# learning tower or step stool? opinions please!



## rainbowmoon (Oct 17, 2003)

ds REALLY loves to help in the kitchen latley. so I am thinking of getting a learning tower. they are spendy though, but I figure we will get good use out of it with dd as well. for those of you that have them do you reccomend them or should I save the $ and just buy a step stool? a friend was over the other day andd we let him use a cooler as a step stool :LOL not very safe, but we were with him every second and he just LOVED it and helped us make quacamole even!

also what kinds of activities does your dc use the learning tower other than "helping" in the kitchen? is it really safer than a step stool? (we have ceramic tile floors) TIA!


----------



## The4OfUs (May 23, 2005)

:...

I showed DH a picture and gave him the option that either he could build us something like it, or I was going to ask for it as a present for Christmas if he didn't want to take it on as a project.....would love to hear how others feel about theirs, or if others have made up things *like* it and used successfully at home...


----------



## abac (Mar 10, 2005)

I don't have ceramic floors and I might do things differently if I did. We let ds (17 mo.) stand on a chair. He pulls them out from the table himself and puts them where he wants to climb, (usually the sink.) He always puts the back of the chair against the counter which I prefer. (Less chance of tipping.) He's fallen once when he was playing at the sink in his bare feet and got water on the chair. Slippery. Now if he's at the sink, I make sure he has socks on.

I can't imagine spending so much money on a learning tower! It seems like a rip-off to me. They cost so much. When ds first started standing on chairs, I would stay beside him for safety, but after about a month he seemed to have it down pat. Now he's always in view, but I can do other things while he plays in the sink or "cooks" at the stove. But, like I said, I don't have ceramic floors.


----------



## loomweaver (Aug 17, 2004)

Also considering one.... We're using anIkea step stool right now..







:


----------



## TortelliniMama (Mar 11, 2004)

We have a Learning Tower. I would definitely buy it again. It's great to be able to step across the kitchen without worrying about ds suddenly forgetting that he's on a step stool and taking a step backwards into nothing. We use ours for washing dishes, helping to cook, coloring Easter eggs, and occasionally eating. Oh, and ds likes to pretend it's a swing.


----------



## rainbowmoon (Oct 17, 2003)

the thing I am wondering about is will ds be able to get on and off it by himself? or will it pose a hazard in itself with my hard floors?

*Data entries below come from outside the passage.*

PR #189, opened 2022-02-04
Closure metadata API

thanhz:
Will update consignment-api-db dependency in build.sbt after [this](https://github.com/nationalarchives/tdr-consignment-api-data/pull/119) is merged

### DIFF
--- a/src/main/scala/uk/gov/nationalarchives/tdr/api/auth/ValidationAuthoriser.scala
+++ b/src/main/scala/uk/gov/nationalarchives/tdr/api/auth/ValidationAuthoriser.scala
@@ -21,14 +21,6 @@ class ValidationAuthoriser(implicit executionContext: ExecutionContext)
                            ctx: Context[ConsignmentApiContext, _]
                           ): BeforeFieldResult[ConsignmentApiContext, Unit] = {
 
-    // All fields must have an authorisation tag defined. This means that if we forget to add authorisation, the
-    // query is blocked by default, which prevents some security bugs.
-    val isTopLevelField = ctx.path.path.length == 1
-    val fieldHasAuthTag = ctx.field.tags.exists(tag => tag.isInstanceOf[AuthorisationTag])
-    if (isTopLevelField && !fieldHasAuthTag) {
-      throw new AssertionError(s"Query '${ctx.field.name}' does not have any authorisation steps defined")
-    }
-
     val validationList: Seq[BeforeFieldResult[ConsignmentApiContext, Unit]] = ctx.field.tags.map {
       case v: AuthorisationTag => {
          v.validate(ctx)
--- a/src/main/scala/uk/gov/nationalarchives/tdr/api/db/repository/FileMetadataRepository.scala
+++ b/src/main/scala/uk/gov/nationalarchives/tdr/api/db/repository/FileMetadataRepository.scala
@@ -41,6 +41,21 @@ class FileMetadataRepository(db: Database)(implicit val executionContext: Execut
     db.run(query.result)
   }
 
+  def getClosureMetadataProperty(): Future[Seq[Filepropertyv2Row]] = {
+    val query = Filepropertyv2
+    db.run(query.result)
+  }
+
+  def getClosureMetadataValues(): Future[Seq[Filepropertyvaluesv2Row]] = {
+    val query = Filepropertyvaluesv2
+    db.run(query.result)
+  }
+
+  def getClosureMetadataDependencies(): Future[Seq[Filepropertydependanciesv2Row]] = {
+    val query = Filepropertydependanciesv2
+    db.run(query.result)
+  }
+
   def countProcessedChecksumInConsignment(consignmentId: UUID): Future[Int] = {
     val query = Filemetadata.join(File)
       .on(_.fileid === _.fileid).join(Fileproperty)
--- a/src/main/scala/uk/gov/nationalarchives/tdr/api/db/repository/FileMetadataRepository.scala
+++ b/src/main/scala/uk/gov/nationalarchives/tdr/api/db/repository/FileMetadataRepository.scala
@@ -41,18 +41,18 @@ class FileMetadataRepository(db: Database)(implicit val executionContext: Execut
     db.run(query.result)
   }
 
-  def getClosureMetadataProperty(): Future[Seq[Filepropertyv2Row]] = {
+  def getClosureMetadataProperty: Future[Seq[Filepropertyv2Row]] = {
     val query = Filepropertyv2
     db.run(query.result)
   }
 
-  def getClosureMetadataValues(): Future[Seq[Filepropertyvaluesv2Row]] = {
+  def getClosureMetadataValues: Future[Seq[Filepropertyvaluesv2Row]] = {
     val query = Filepropertyvaluesv2
     db.run(query.result)
   }
 
-  def getClosureMetadataDependencies(): Future[Seq[Filepropertydependanciesv2Row]] = {
-    val query = Filepropertydependanciesv2
+  def getClosureMetadataDependencies: Future[Seq[Filepropertydependenciesv2Row]] = {
+    val query = Filepropertydependenciesv2
     db.run(query.result)
   }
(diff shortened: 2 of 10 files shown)


src/main/scala/uk/gov/nationalarchives/tdr/api/graphql/fields/MetadataFields.scala
```diff
@@ -0,0 +1,42 @@
+package uk.gov.nationalarchives.tdr.api.graphql.fields
```
TomJKing, line 1: I would be tempted to rename this: `CustomMetadataFields`, just to make it clearer what it is. The word `metadata` is used a lot in the code, and its going to be important to qualify what sort of metadata it is, to avoid confusion.

src/main/scala/uk/gov/nationalarchives/tdr/api/db/repository/FileMetadataRepository.scala
```diff
@@ -41,6 +41,21 @@ class FileMetadataRepository(db: Database)(implicit val executionContext: Execut
     db.run(query.result)
   }
 
+  def getClosureMetadataProperty: Future[Seq[FilepropertyRow]] = {
```
TomJKing, line 44: I would be tempted to move these queries out into a new repo class: `CustomMetadataPropertiesRepository`. This will make it clearer what these are.

src/main/scala/uk/gov/nationalarchives/tdr/api/service/FileMetadataService.scala
```diff
@@ -24,6 +23,21 @@ class FileMetadataService(fileMetadataRepository: FileMetadataRepository,
 
   val loggingUtils: LoggingUtils = LoggingUtils(Logger("FileMetadataService"))
 
+  def getPropertyType(propertyType: Option[String]): PropertyType = propertyType match {
```
TomJKing, line 26: I would be tempted to move these functions out into their own service: `CustomMetadataPropertiesService` just to make it clear what they are, and distinguish them from the actual "metadata" for files.

src/main/scala/uk/gov/nationalarchives/tdr/api/service/FileMetadataService.scala
```diff
@@ -82,6 +96,52 @@ class FileMetadataService(fileMetadataRepository: FileMetadataRepository,
           )
       }
   }
+
+  def getClosureMetadata: Future[Seq[MetadataField]] = {
```
TomJKing, line 100: As the comment about, maybe move this function into their own service: `CustomMetadataPropertiesService`

src/test/resources/scripts/init.sql
```diff
@@ -139,3 +147,21 @@ CREATE TABLE IF NOT EXISTS "FileStatus"
...
+
+CREATE TABLE IF NOT EXISTS "FilePropertyValues"
+(
+    "PropertyName" varchar(255) NOT NULL,
+    "PropertyValue" varchar(255) NOT NULL,
+    "Default" boolean NULL,
+    "Dependencies" integer NULL,
+    "SecondaryValue" integer NULL
+);
+
```
TomJKing, line 159: Unnecessary line break

src/test/scala/uk/gov/nationalarchives/tdr/api/db/repository/FileMetadataRepositorySpec.scala
```diff
@@ -195,4 +195,42 @@ class FileMetadataRepositorySpec extends AnyFlatSpec with TestDatabase with Scal
     fileTwoMetadata.get.head.propertyname should equal("FilePropertyOne")
     fileTwoMetadata.get.head.value should equal("Result of FileMetadata processing")
   }
+
+  "getClosureMetadataProperty" should "return the correct closure metadata property" in {
+    val db = DbConnection.db
+    val fileMetadataRepository = new FileMetadataRepository(db)
+    deleteTables()
```
TomJKing, line 202: Is there a reason for deleting the tables in this test and not the other tests that have been added?

src/main/scala/uk/gov/nationalarchives/tdr/api/service/FileMetadataService.scala
```diff
@@ -82,6 +96,52 @@ class FileMetadataService(fileMetadataRepository: FileMetadataRepository,
...
+    (for {
+      properties <- fileMetadataRepository.getClosureMetadataProperty
+      values <- fileMetadataRepository.getClosureMetadataValues
+      dependencies <- fileMetadataRepository.getClosureMetadataDependencies
+    } yield (properties, values, dependencies)).map {
+      case (properties, valuesResult, dependenciesResult) =>
```
TomJKing, line 106: Should `properties` be renamed `propertiesResult` for consistency?

src/main/scala/uk/gov/nationalarchives/tdr/api/graphql/fields/MetadataFields.scala
```diff
@@ -0,0 +1,42 @@
...
+
+import java.util.UUID
```
TomJKing, line 3: Unused imports that can be removed.

src/main/scala/uk/gov/nationalarchives/tdr/api/graphql/fields/MetadataFields.scala
```diff
@@ -0,0 +1,42 @@
...
+                          )
+
+  implicit val DataTypeType: EnumType[DataType] = deriveEnumType[DataType]()
+  implicit val PropertyTypeType: EnumType[PropertyType] = deriveEnumType[PropertyType]()
+  implicit val MetadataFieldsType: ObjectType[Unit, MetadataField] = deriveObjectType[Unit, MetadataField]()
+  implicit val MetadataValuesType: ObjectType[Unit, MetadataValues] = deriveObjectType[Unit, MetadataValues]()
+
+  val queryFields: List[Field[ConsignmentApiContext, Unit]] = fields[ConsignmentApiContext, Unit](
+    Field("getClosureMetadata", ListType(MetadataFieldsType),
+      arguments= Nil,
```
TomJKing, line 37: Missing space between `arguments` and `=`

src/main/scala/uk/gov/nationalarchives/tdr/api/auth/ValidationAuthoriser.scala
```diff
@@ -21,14 +21,6 @@ class ValidationAuthoriser(implicit executionContext: ExecutionContext)
                            ctx: Context[ConsignmentApiContext, _]
                           ): BeforeFieldResult[ConsignmentApiContext, Unit] = {
 
-    // All fields must have an authorisation tag defined. This means that if we forget to add authorisation, the
```
TomJKing, line 24: Probably a stupid idea, but, I'm wondering if we could actually pass in the consignment id, when calling the `getClosureMetadata`? Then check the user has access to the consignment (`ValidateUserHasAccessToConsignment`). I would think the consignment id is going to be available via the URL for the closure metadata form, eg `/consignmentid/fileid/closureMetadataForm`. At least then there would be some check. It would also stop a user from trying to update the custom metadata from another users upload?

@MancunianSam What do you think? I would quite like to keep this constraint.

TomJKing (commented):
Looks good. Just a few comments/suggestions. They might be incorrect, as not been very close to this bit of the work.

src/test/scala/uk/gov/nationalarchives/tdr/api/db/repository/FileMetadataRepositorySpec.scala
thanhz: Somewhere in the code the FilePropertyTable was being used which was causing this test to fail with an extremely vague error. @MancunianSam said at some point we are gonna remove the h2 database so most of the test will need to be redone anyway. unless I am mistaken.

TomJKing (dismissed):
Looks good. Thanks

TomJKing (approved):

I am just not sure at all. (have been debating this for months actually :LOL )


----------



## mamaroni (Sep 12, 2003)

we loooove our learning tower. we got it last christmas when older dd was 4, my son was 2.5 and younger dd just 9 mos. the older kids loved it right away (although they did argue about where to put the platform, high or low). we keep it at the end of our kitchen island. we started putting younger dd in it when she was pulling herself up. It took her a while to climb in and out unassisted, but it was great to have a place to put her while I made dinner (and she could munch and see everything going on). all last winter my son pretty much ate meals standing in there. now, younger dd does the same. my older dd rarely uses it now (she's 5). we push it over to the sink quite often. my younger dd has fallen off kitchen chairs and stools a few times here and there, but NEVER the learning tower. Since we had the room to keep it permanently in our kitchen, and more than 1 child to use it, I think the price was well worth it. FYI, it also comes with a cloth to put. over. top .like a t.en.t. sorry dd at keyboeard,

hope that helps!


----------



## mamademateo (Feb 13, 2005)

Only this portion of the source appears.